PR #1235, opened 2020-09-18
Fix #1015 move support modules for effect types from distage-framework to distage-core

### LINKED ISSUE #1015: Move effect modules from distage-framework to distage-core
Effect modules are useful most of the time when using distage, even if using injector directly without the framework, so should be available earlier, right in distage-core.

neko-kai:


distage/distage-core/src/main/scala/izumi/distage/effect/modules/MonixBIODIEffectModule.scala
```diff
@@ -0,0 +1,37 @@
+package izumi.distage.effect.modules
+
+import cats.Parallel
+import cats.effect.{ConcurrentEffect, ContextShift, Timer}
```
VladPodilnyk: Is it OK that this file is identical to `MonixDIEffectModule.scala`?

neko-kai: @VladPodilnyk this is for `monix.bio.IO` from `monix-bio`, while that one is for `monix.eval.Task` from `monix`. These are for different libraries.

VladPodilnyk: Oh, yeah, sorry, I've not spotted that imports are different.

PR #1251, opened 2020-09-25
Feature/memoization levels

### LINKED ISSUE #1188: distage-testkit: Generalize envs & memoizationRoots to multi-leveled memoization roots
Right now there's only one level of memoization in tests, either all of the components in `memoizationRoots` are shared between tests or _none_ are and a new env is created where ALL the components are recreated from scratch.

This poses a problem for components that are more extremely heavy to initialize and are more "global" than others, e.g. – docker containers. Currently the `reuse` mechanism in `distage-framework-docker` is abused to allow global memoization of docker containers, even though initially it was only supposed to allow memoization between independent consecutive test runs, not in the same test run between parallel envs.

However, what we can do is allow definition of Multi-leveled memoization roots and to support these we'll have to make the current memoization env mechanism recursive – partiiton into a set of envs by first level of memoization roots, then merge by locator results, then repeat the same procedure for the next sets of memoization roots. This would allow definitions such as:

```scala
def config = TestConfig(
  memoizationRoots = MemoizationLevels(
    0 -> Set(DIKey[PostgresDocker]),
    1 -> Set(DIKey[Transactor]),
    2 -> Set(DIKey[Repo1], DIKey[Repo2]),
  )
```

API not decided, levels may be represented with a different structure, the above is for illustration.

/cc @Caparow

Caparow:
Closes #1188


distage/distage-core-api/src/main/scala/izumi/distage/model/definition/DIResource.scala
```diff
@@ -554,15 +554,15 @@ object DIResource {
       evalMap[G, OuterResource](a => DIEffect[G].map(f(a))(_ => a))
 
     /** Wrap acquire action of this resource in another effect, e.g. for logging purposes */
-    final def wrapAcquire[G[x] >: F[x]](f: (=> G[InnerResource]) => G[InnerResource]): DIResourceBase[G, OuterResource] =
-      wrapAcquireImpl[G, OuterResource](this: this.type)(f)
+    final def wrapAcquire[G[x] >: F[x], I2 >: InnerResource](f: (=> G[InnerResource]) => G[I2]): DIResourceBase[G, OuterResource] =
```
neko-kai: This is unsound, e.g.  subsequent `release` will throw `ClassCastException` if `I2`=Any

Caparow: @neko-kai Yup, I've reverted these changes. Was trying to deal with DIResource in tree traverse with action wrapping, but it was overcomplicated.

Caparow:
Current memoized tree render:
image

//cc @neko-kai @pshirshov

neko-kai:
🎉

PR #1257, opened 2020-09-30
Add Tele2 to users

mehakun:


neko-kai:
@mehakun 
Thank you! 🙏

━━━━━━━━━━━━━━━━━━━━━━━━━━━━━━

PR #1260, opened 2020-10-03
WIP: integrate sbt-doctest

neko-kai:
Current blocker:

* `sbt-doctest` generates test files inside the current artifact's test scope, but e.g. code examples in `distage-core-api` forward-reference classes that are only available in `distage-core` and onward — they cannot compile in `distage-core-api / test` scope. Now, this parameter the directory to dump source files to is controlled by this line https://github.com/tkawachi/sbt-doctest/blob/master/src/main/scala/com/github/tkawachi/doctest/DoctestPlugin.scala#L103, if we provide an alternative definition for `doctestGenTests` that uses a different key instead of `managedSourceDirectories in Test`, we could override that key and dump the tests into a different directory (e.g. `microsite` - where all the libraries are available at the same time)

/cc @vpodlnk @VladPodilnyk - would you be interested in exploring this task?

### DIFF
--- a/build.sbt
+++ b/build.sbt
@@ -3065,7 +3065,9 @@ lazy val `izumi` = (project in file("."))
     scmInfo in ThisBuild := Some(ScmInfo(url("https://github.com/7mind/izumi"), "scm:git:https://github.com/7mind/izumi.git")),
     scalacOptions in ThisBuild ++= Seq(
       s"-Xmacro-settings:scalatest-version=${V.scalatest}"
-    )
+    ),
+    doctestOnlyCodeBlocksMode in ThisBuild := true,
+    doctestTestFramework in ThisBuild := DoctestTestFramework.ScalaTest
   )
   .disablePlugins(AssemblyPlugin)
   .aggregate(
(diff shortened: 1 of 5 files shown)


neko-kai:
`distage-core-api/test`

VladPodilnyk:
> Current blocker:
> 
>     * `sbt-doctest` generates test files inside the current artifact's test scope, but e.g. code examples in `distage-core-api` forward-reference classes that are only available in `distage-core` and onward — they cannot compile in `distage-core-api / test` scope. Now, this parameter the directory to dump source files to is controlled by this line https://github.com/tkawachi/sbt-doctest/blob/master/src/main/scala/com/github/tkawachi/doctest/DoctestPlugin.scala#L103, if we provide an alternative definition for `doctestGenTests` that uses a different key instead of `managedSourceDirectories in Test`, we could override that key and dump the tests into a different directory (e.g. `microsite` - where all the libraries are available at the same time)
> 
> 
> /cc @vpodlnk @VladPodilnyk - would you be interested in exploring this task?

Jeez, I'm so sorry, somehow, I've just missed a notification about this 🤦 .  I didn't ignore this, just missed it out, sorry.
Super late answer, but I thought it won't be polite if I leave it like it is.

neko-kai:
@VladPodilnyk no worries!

━━━━━━━━━━━━━━━━━━━━━━━━━━━━━━

> [THE PROBLEM]:
Among the entries, find each line that includes the string "into" and copy it.

> [COMPLETED TASK]:
However, what we can do is allow definition of Multi-leveled memoization roots and to support these we'll have to make the current memoization env mechanism recursive – partiiton into a set of envs by first level of memoization roots, then merge by locator results, then repeat the same procedure for the next sets of memoization roots. This would allow definitions such as:
* `sbt-doctest` generates test files inside the current artifact's test scope, but e.g. code examples in `distage-core-api` forward-reference classes that are only available in `distage-core` and onward — they cannot compile in `distage-core-api / test` scope. Now, this parameter the directory to dump source files to is controlled by this line https://github.com/tkawachi/sbt-doctest/blob/master/src/main/scala/com/github/tkawachi/doctest/DoctestPlugin.scala#L103, if we provide an alternative definition for `doctestGenTests` that uses a different key instead of `managedSourceDirectories in Test`, we could override that key and dump the tests into a different directory (e.g. `microsite` - where all the libraries are available at the same time)
>     * `sbt-doctest` generates test files inside the current artifact's test scope, but e.g. code examples in `distage-core-api` forward-reference classes that are only available in `distage-core` and onward — they cannot compile in `distage-core-api / test` scope. Now, this parameter the directory to dump source files to is controlled by this line https://github.com/tkawachi/sbt-doctest/blob/master/src/main/scala/com/github/tkawachi/doctest/DoctestPlugin.scala#L103, if we provide an alternative definition for `doctestGenTests` that uses a different key instead of `managedSourceDirectories in Test`, we could override that key and dump the tests into a different directory (e.g. `microsite` - where all the libraries are available at the same time)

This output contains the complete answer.